Assignment. Return all lines from the listing below in which "value" appears.

Exercise materials.
PR #554, opened 2022-02-17
glib: Fix handling of closures that provide a return value pointer th…

sdroege:
…at is initialized to `G_TYPE_INVALID`

Fixes https://github.com/gtk-rs/gtk4-rs/issues/929


sdroege:
For some background, this is what `gobject/gsignal.c` is initializing the return value in various cases if there is no return value (i.e. it zero-initializes it).

bilelmoussaoui (approved):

Expected output.
glib: Fix handling of closures that provide a return value pointer th…
For some background, this is what `gobject/gsignal.c` is initializing the return value in various cases if there is no return value (i.e. it zero-initializes it).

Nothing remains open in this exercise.